> _PROBLEM REQUIREMENTS_:
Count the lines below containing "opened"; state the number only.

> _RAW DATA_:
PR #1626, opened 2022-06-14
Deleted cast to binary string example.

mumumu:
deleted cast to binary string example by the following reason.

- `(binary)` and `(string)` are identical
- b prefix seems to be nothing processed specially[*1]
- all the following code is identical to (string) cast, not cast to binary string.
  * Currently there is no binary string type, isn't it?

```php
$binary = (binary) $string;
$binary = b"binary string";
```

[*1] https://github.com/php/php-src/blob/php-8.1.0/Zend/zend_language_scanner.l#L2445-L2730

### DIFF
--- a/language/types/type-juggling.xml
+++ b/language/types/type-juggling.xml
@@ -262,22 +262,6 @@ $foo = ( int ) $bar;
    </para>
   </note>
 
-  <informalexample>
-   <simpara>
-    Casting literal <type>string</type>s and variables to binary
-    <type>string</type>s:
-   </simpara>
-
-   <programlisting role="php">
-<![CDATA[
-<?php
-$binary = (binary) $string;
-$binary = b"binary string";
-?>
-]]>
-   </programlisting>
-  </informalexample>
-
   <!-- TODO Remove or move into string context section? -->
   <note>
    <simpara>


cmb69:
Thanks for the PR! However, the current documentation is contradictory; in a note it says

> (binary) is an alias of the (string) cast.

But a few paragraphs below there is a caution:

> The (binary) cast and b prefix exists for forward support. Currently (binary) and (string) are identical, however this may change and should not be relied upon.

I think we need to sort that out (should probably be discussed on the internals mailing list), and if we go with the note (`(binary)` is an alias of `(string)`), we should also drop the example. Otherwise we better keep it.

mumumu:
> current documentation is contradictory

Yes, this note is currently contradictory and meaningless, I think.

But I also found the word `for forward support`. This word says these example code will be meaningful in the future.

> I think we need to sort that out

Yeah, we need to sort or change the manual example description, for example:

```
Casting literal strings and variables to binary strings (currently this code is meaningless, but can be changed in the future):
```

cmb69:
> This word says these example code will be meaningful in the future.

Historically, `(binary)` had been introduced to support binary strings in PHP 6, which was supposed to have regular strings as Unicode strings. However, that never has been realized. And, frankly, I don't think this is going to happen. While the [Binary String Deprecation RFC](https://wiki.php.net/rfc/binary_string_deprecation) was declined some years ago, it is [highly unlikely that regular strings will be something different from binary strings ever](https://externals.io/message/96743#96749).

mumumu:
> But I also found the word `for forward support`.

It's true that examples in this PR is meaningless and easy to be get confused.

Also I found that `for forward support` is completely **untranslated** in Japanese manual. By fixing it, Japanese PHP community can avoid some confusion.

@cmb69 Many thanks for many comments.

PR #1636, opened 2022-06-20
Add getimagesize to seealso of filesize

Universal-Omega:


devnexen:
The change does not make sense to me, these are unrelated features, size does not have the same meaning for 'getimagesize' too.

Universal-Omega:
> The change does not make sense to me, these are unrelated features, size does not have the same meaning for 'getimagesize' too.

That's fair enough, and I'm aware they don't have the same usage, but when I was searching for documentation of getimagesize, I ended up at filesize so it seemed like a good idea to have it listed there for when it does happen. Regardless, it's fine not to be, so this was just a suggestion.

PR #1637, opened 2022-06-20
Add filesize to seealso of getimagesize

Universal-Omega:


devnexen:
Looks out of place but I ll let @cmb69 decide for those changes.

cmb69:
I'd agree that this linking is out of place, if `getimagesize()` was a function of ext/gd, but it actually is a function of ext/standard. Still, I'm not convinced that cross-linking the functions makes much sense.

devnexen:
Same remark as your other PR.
...
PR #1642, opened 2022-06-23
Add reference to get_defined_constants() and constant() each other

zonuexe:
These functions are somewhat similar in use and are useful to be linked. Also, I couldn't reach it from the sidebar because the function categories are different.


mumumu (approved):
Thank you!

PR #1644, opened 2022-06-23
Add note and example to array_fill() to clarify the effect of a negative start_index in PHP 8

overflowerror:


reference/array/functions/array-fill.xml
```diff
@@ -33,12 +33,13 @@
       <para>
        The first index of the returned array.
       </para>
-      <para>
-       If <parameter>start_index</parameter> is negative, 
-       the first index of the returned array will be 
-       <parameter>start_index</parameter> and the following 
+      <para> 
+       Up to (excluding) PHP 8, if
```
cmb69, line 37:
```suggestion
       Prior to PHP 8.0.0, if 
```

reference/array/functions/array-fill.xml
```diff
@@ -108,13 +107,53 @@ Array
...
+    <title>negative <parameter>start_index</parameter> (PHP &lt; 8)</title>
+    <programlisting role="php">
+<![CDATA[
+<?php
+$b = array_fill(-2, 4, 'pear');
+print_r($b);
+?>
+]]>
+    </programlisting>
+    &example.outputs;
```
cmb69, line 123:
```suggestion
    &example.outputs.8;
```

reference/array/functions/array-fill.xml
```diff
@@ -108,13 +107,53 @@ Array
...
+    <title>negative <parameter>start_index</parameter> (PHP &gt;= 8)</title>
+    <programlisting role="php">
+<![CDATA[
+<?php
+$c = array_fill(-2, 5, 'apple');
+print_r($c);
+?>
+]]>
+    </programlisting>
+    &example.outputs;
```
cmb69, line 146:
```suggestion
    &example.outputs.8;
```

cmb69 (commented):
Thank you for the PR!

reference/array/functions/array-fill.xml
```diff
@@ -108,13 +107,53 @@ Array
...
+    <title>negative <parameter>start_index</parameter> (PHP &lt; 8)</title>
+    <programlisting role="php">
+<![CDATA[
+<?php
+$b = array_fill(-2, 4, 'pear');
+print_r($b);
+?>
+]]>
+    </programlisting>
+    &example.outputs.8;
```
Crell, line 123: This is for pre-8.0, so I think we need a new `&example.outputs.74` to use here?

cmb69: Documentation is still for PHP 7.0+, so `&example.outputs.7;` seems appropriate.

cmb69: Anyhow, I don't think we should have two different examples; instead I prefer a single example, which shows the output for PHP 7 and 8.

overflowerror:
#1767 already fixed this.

> _OUTPUT OF THE TASK_:
5